Increasing the number of multiplexed matched filters yields lower correlation peak intensities. Using numerical simulation, complex patterns from 36 face photographs [38] and 36 alphanumeric characters were used to assess the correlation and discrimination efficacy. Color photographs were first converted to grayscale before performing correlation. For easier analysis, the positions of the correlation peaks at the output are arranged in a square array (e.g. N = 4 = 2 × 2, N = 9 = 3 × 3, up to N = 36 = 6 × 6). Figure 4(b) shows correlation results using a $W\left(u,v\right)$ with N = 9 matched filters for a training set containing normal contrast (NC) face photographs (supplementary video 3), while figure 4(c) shows results for N = 16 alphanumeric characters (Bradley Hand font) (supplementary video 4). As with figure 4(a), the top two patterns in figures 4(b) and (c) are patterns within the training set yielding correlation peaks (yellow arrows), while the bottom patterns are not. Note that in figures 4(b) and (c), similarities in the NC face photographs (NC#15 and NC#01) and patterns 'm' and 'w' yield false positives (red circles). I will discuss this issue in the next section.

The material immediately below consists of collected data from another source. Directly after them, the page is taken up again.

PR #10066, opened 2022-02-02
Allow ES6 template literals for new code?

ptrgags:
This PR is a little experiment related to #9718. I just enabled template literals in the `eslint` config so we can use them in `ModelExperimental`.

In this `ModelExperimental`/3D Tiles Next effort, we generate a lot of shader code. Template literals make this a lot more concise and readable compared to concatenating strings with `+`

This also allows us to replace the idiom for custom shader shader lines:

```
vertexShaderText: [
  "line 1",
  "line 2",
  "line 3",
].join("\n");
```

With the simpler multi-line template literal:
```
vertexShaderText: `
  line 1
  line 2
  line 3
  `
```

(technically speaking, this may add more whitespace on each line, but for user-defined GLSL shaders that doesn't matter much)

The point here is it's very easy to relax the eslint rules for new changes without having to convert all the old code at once.

### DIFF
--- a/Apps/Sandcastle/gallery/3D Tiles Next Photogrammetry Classification.html
+++ b/Apps/Sandcastle/gallery/3D Tiles Next Photogrammetry Classification.html
@@ -101,72 +101,72 @@
         const translucentWindowsShader = new Cesium.CustomShader({
           lightingModel: Cesium.LightingModel.UNLIT,
           isTranslucent: true,
-          fragmentShaderText: [
-            "const float WINDOW = 0.0;",
-            "const float SKYLIGHT = 4.0;",
-            "const float TOTAL_FEATURES = 12.0;",
-            "",
-            "void fragmentMain(FragmentInput fsInput, inout czm_modelMaterial material) {",
-            "  float featureId = fsInput.featureIds.featureId_0;",
-            "",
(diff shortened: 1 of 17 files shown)


cesium-concierge:
* :grey_question: [CHANGES.md](https://github.com/CesiumGS/cesium/blob/template-literals/CHANGES.md) was not updated.

- [ ] Cesium Viewer works.
- [ ] Works in 2D/CV.

ggetz:
@ptrgags and I discussed and decided that if we want to enable specific features, to keep things consistant we should make the change throughout the code base rather than just allowing in new code. Especially since its possible to mostly automate the change with `eslint --fix`.

ptrgags:
@ggetz and I talked about this offline. Since there are further ES6 related changes happening soon, if we want these template literals, it would be best to make the changes everywhere to avoid fragmenting the code base. Though I think that's possible here because:

* https://eslint.org/docs/rules/prefer-template -- this eslint option can fix the boilerplate of replacing `+` concatenation with template literals
* The only other changes I wanted to make in ModelExperimental were in a few sandcastles (removing the `[].join("\n")`, those could be done separately.

I'm going to close this PR for now and open a new one later once I get the `prefer-template` fix working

On average, the correlation peak intensities for face photographs and alphanumeric characters follow a 1/N profile as expected from the conservation of energy (figure 4(d)). The linear combination of N matched filters is equivalent to producing holographically projected multiple foci from a single laser [48]. However, the output of the HoloPheuron produces only a single correlation peak, which projects the rest of the photons as background noise. Hence, it is important to consider the signal-to-noise ratio (SNR) of the correlation peaks when detecting peak intensities for l = 0.

The SNR is determined by the ratio of the correlation peak intensity over the peak-to-peak noise (supplementary figure 2). Figure 4(e) plots the SNR (left axis, marked traces) for alphanumeric patterns (red trace) and face photographs (blue trace) as a function N. There is a stark difference between high contrast (HC) binary patterns such as alphanumeric characters (red dashed trace) over complex multi-level images of faces (blue dashed trace). Compared to face photographs, the SNR for alphanumeric characters is relatively high for N < 9, but drastically degrades at higher N. The blue shaded area indicates when the correlation peak is less than the noise. Figure 4(e) also plots the success rate for identifying correlation peaks (right axis, unmarked traces) for alphanumeric patterns (red trace) and face photographs (blue trace). The success rate is the percentage ratio of the number of correlation peaks with SNR > 1. For N = 9, the success rate for identifying faces is still 100% (blue solid trace), while alphanumeric characters (red solid trace) have large deviations with success rate of 77.8%.

3.3. False negatives and false positives

Large deviations in correlation peak intensities yield false negatives, where the peak intensity is below the background noise. Figure 5(a) shows indistinguishable peaks for patterns 'i' and 'l' using a $W\left(u,v\right)$ with N = 16 alphanumeric patterns (Bradley Hand font). High correlation peaks for 'j' and 'k' with intensity profile (gray traces) along the x'-axis are shown for comparison. On the other hand, the intensity profiles show that the correlation peaks for 'i' (blue trace) and 'l' (red trace) are below the background noise. However, when the matched filters are linked with OAM state l = +1, the output yields a helical phase profile at the location of the correlation peak. Hence, the phase singularities where l ≠ 0 can still be detected even when the correlation peak with l = 0 is below the noise level.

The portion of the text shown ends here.